As one would expect, the Mercedes comes loaded with advanced safety features, making it a serious contender for extended family duties. The middle row can be fitted with no fewer than three child seats, so if you’ve got triplets, the R-Class is just the ticket. The Benz is also fitted with eight airbags—including window airbags for all three rows—active head restraints, a tire-pressure monitoring system and adaptive brake lights.
On the active safety front, the R-Class offers a blind spot monitoring system, electronic stability control, brake assist and the PRE-SAFE collision mitigation system. The 4MATIC versions, of course, come equipped with permanent all-wheel drive, as well as the 4ETS traction control system.
In terms of interior amenities, the R-Class comes standard with a 20-CD audio system with 8 speakers, auxiliary input connectors for iPods, a 5-inch colour display on the centre stack and Bluetooth connectivity. There are also a number of interior colour and trim options, wood and leather being the driving forces here, and a new 3D instrument panel gauge cluster.

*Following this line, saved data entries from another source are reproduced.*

PR #4724, opened 2025-09-18
Remove Backport.System.Threading.Lock dependency

### LINKED ISSUE #4450: Fix issues with Backport.System.Threading.Lock package

StefanOssendorf:
Removes the `Backport.System.Threading.Lock` dependency from `Csla` to avoid shipping it as a source generator to consumers.

Closes #4450

### DIFF
--- a/Source/Csla.Analyzers/Csla.Analyzers/Csla.Analyzers.csproj
+++ b/Source/Csla.Analyzers/Csla.Analyzers/Csla.Analyzers.csproj
@@ -41,11 +41,4 @@
     </EmbeddedResource>
   </ItemGroup>
 
-  <ItemGroup>
-    <PackageReference Include="Backport.System.Threading.Lock" Version="3.1.4" />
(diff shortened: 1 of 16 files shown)


MarkCiliaVincenti:
You could have used it as a source generator and that would have not made any transitive dependencies to the consumers. It is only transitive as it is not being used as a source generator.

StefanOssendorf:
I tried that but got errors that the type is already present in other assemblies. I think we have InternalsVisibleTo in use which causes that. Instead of investing time to fix that I opted and discussed the removal with Rocky.

PR #4743, opened 2025-10-16
Document the process of creating docs with doxygen

### LINKED ISSUE #4742: Automate creation of documentation
To date poeple have (on an ad-hoc basis) stepped up to create docs for CSLA based on the XML comments in the code. Which has been very much appreciated!

It would be better, however, if there was a documented process to create the documentation, possibly with some automation or a GitHub Action or something.

At the very least, having a documented process flow for creating the docs would make it easier to generate them for each release.

rockfordlhotka:
Closes #4742 

I have created a `csla/Source/docs` folder that contains a `readme.md` describing how to use doxygen to create docs for CSLA based on the XML comments in code (and readme.md files in the source tree).

I also had copilot do a bunch of cleanup of the XML comments that were generating warnings from doxygen, and I created the content for the landing page in the generated help web site.

### DIFF
--- a/Source/Csla.Analyzers/Csla.Analyzers/Csla.Analyzers.csproj
+++ b/Source/Csla.Analyzers/Csla.Analyzers/Csla.Analyzers.csproj
@@ -15,7 +15,7 @@
     <PackageReference Include="Microsoft.CodeAnalysis.Analyzers" Version="3.11.0" PrivateAssets="all" />
     <PackageReference Include="Microsoft.CodeAnalysis.CSharp.Workspaces" Version="4.10.0" PrivateAssets="all" />
     <PackageReference Update="NETStandard.Library" PrivateAssets="all" />
-    <PackageReference Include="Polyfill" Version="7.4.0">
+    <PackageReference Include="Polyfill" Version="8.9.0">
       <PrivateAssets>all</PrivateAssets>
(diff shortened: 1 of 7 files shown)


Source/Csla/Server/ObjectFactoryLoader.cs
```diff
@@ -38,7 +38,7 @@ public ObjectFactoryLoader(ApplicationContext applicationContext)
     /// on the business object.
     /// </param>
     /// <exception cref="ArgumentException"><paramref name="factoryName"/> is <see langword="null"/>, <see cref="string.Empty"/> or only consists of white spaces.</exception>
-    /// <exception cref="InvalidOperationException"><see cref="Type"/> for <paramref name="factoryName"/> could not be loaded.</exception>
+  /// <exception cref="InvalidOperationException"><c>System.Type</c> for <paramref name="factoryName"/> could not be loaded.</exception>
```
StefanOssendorf: This looks wrong. Why should we give up on referencing another type the correct way?  See cred is the way to go to point to another type instead of using the fixed string for that type.

rockfordlhotka: I reverted the change - doxygen throws warnings about the external cref links, but we can live with those.

Issue #4622, opened 2025-04-01
Tweak/Cleanup of ISerializationNotification.Deserialized()


swegele:
Per Rocky's [request here in discord](https://discord.com/channels/795719451148156938/795719451148156941/1356662270859415714)...

_Background:  While upgrading from CSLA8 to CSLA9 I noticed the overridable OnDeserialized() method is gone (presumably because of the changes made related to removing .net binary de/serialization)._

Three things to look at in V9 (and fourth for v10) related to `ISerializationNotification.Deserialized()`:

**FIRST:**
Can the method `ISerializationNotification.Deserialized` be marked overridable so we can hook into it?...as a replacement for the old `OnDeserialized`.  No need for any parameters in the new method AFAIK.

**SECOND:**
See `ReadOnlyBase.cs` Line 513 -> Inside the method `void ISerializationNotification.Deserialized()`, why does the code new up an `System.Runtime.Serialization.StreamingContext()` and pass it to the method `private void OnDeserializedHandler(`?  That `context` parameter is unused so it is not needed.  Also that extra method seems pointless, the little code there could simply be moved into original method.
Same thing in `BusinessRules.cs` 

**THIRD:**
Why is the attribute [System.Runtime.Serialization.OnDeserialized] added to the previously mentioned (seemingly useless) method `private void OnDeserializedHandler` only in the `ReadOnlyBase` and `BusinessRules` classes? That attribute is not used or referenced anywhere.

**FOURTH:**
For CSLA10, add async support related to this (asked for by Stefan)

rockfordlhotka:
@StefanOssendorf so we're clear, adding an `OnDeserializedAsync` means the entire MobileFormatter needs to be changed to be async.

StefanOssendorf:
@rockfordlhotka Yes.
We should porbably add
* `OnDeserializingAsync()`
* `OnDeserializedAsync()`

as hooks into the deserialization pipeline.
And when we are at it probably
* `OnSerializingAsync()`
* `OnSerializedAsync()`

too.

That would mean we have to extend the `ISerializationFormatter` interface and add `Async` variants.

I don't see why we have to change `IMobileObject` though? I can't remember our exact conversation on discord, but I'm happy with hooks in the process. I don't think we have to make the `Get-/SetState` or `Get-/SetChildren` methods async.
Maybe I'm forgetting something important here - dunno 😅.

rockfordlhotka:
[...]

PR #4744, opened 2025-10-17
#4622 Implement virtual Deserialized method

rockfordlhotka:
FIRST:
Can the method ISerializationNotification.Deserialized be marked overridable so we can hook into it?...as a replacement for the old OnDeserialized. No need for any parameters in the new method AFAIK.

SECOND:
See ReadOnlyBase.cs Line 513 -> Inside the method void ISerializationNotification.Deserialized(), why does the code new up an System.Runtime.Serialization.StreamingContext() and pass it to the method private void OnDeserializedHandler(? That context parameter is unused so it is not needed. Also that extra method seems pointless, the little code there could simply be moved into original method. Same thing in BusinessRules.cs

THIRD:
Why is the attribute [System.Runtime.Serialization.OnDeserialized] added to the previously mentioned (seemingly useless) method private void OnDeserializedHandler only in the ReadOnlyBase and BusinessRules classes? That attribute is not used or referenced anywhere.

### DIFF
--- a/Source/Csla/ReadOnlyBase.cs
+++ b/Source/Csla/ReadOnlyBase.cs
@@ -530,6 +530,9 @@ namespace Csla
 
     void ISerializationNotification.Deserialized()
     {
+      if (_fieldManager != null)
+        FieldManager.SetPropertyList(GetType());
+      InitializeBusinessRules();
       Deserialized();
     }
 


rockfordlhotka:
Note: This does not include making anything async. That is a much bigger task and will be either a separate PR or will happen in a future version.

PR #4745, opened 2025-10-17
CSLA 10 upgrade doc

rockfordlhotka:
This PR is for updates to docs and information relative to CSLA 10


ossendorf-at-hoelscher:
We have to add a warning:
With CSLA 10 it's not possible anymore to set csla-properties in a BO/Command constructor. This will result in a ArgumentNullException due to the missing ApplicationContext for the FieldManager.

PR #4750, opened 2025-10-23
Implement IMobileObjectMetastate interface

### LINKED ISSUE #4263: Add a "Metastate" Interface for BOs to Implement to Simplify Serialization
Right now, a serialization author needs to know inaccessible information about a BO to read/write it correctly via a serialization.

I'm currently working on a source generator-based serializer for CSLA (https://github.com/JasonBock/CslaGeneratorSerialization). Recently, I updated to a preview version of CSLA (9.0.0-R24070301), and....something changed internally on a BO (`BusinessBase<>` I believe) such that it completely broke my Reflection-based code. I'd rather not write that code, but it's essential to properly handle serialization of BO types correctly. Really, what should happen is that a BO should know how to read/write its' own metastate, and a serialization author could then ask a BO to read/write its' state without having to worry about private field names and whatnot.

Therefore, I propose that CSLA adds an interface (I'll call it `IMetastate` for now, but the final name I'll leave up to Rocky) that has methods that a BO would implement:

```c#
public interface IMetastate
{
  void Write(BinaryWriter writer);
  void Read(BinaryReader reader);
}
```

Then, as a serialization author, I could invoke these methods at the appropriate times so the values for "is new", "is dirty", etc. are saved and retrieved correctly, and I no longer care how that's done.

Leave things the way they are, and hope that future CSLA changes don't change how internal metastate is managed. (Or, if such a mechanism already exists in CSLA, **please** tell me :) ).

rockfordlhotka:
Closes #4263 

@JasonBock does this match your thoughts?

### DIFF
--- a/Source/Directory.Package.props
+++ b/Source/Directory.Package.props
@@ -1,8 +1,19 @@
 <Project>
 
+ <!-- Read version from version.json -->
+  <Target Name="ReadVersionFromJson" BeforeTargets="Build;Pack">
+    <ReadLinesFromFile File="$(MSBuildThisFileDirectory)version.json">
+      <Output TaskParameter="Lines" ItemName="VersionJsonLines" />
+    </ReadLinesFromFile>
+    <PropertyGroup>
+      <VersionJsonContent>@(VersionJsonLines)</VersionJsonContent>
+      <PackageVersionFromJson>$([System.Text.RegularExpressions.Regex]::Match($(VersionJsonContent), '"version"\s*:\s*"([^"]+)"').Groups[1].Value)</PackageVersionFromJson>
+    </PropertyGroup>
+  </Target>
  
  <!-- Common Package Settings -->
   <PropertyGroup>
+   <PackageVersion>$(PackageVersionFromJson)</PackageVersion>
    <PackageLicenseExpression>MIT</PackageLicenseExpression>
    <PackageProjectUrl>https://cslanet.com</PackageProjectUrl>
    <OutputPath>..\..\bin\packages\</OutputPath>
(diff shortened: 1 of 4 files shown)


JasonBock:
If it handles round-tripping [these fields](https://github.com/JasonBock/CslaGeneratorSerialization/blob/main/src/CslaGeneratorSerialization.Analysis/Extensions/IncrementalGeneratorInitializationContextExtensions.cs) and lets me get rid of [this code](https://github.com/JasonBock/CslaGeneratorSerialization/blob/main/src/CslaGeneratorSerialization.Analysis/Builders/BusinessBaseBuilder.cs#L42),, then yes. Specifically, fields like `_editLevelAdded`, `_identity`, etc. Right now I generate code that uses `UnsafeAccessor` to help a bit with Reflection performance, and the goal of this feature would be that I wouldn't care about any of this. I could tell a BO to serialize its state and/or metastate, and it would just work.

But, the way this is implemented, there's still Reflection involved. I'm not sure that's ideal. Couldn't each BO implement `IMobileObjectMetastate`, which would make it such that it knows which metastate fields to roundtrip, and that would eliminate Reflection usage altogether?

Basically, `IMobileObjectMetastate` is fine. But I don't get why `MobileObjectMetastateHelper` is there, using Reflection to do the work. Seems like each stereotype should implement this and handle its fields directly.

rockfordlhotka:
The updated implementation is much simpler - doesn't use the `StateMode` property and therefore only works for serialization, not undo. By doing this it eliminates the need for reflection.

@JasonBock you don't care what is in the byte array I assume? It is JSON in this case, but you are just going to treat it like a blob I assume?

JasonBock:
> The updated implementation is much simpler - doesn't use the `StateMode` property and therefore only works for serialization, not undo. By doing this it eliminates the need for reflection.
> 
> @JasonBock you don't care what is in the byte array I assume? It is JSON in this case, but you are just going to treat it like a blob I assume?

Correct, I don't care what's in the array. I assume the implementor knows what they're doing ;)

rockfordlhotka:
> Correct, I don't care what's in the array. I assume the implementor knows what they're doing ;)

That's just silliness!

All things considered, there aren’t very many exciting minivans on the market, so perhaps this review has been a bit heavy-handed. I suppose the thing to take into consideration is whether the 2011 Mercedes-Benz R-Class offers comparable value to minivans from the likes of Toyota and Honda. I don’t question whether some people need a minivan—kids do need to attend football practise, after all—I just question whether this particular minivan is the smartest of choices.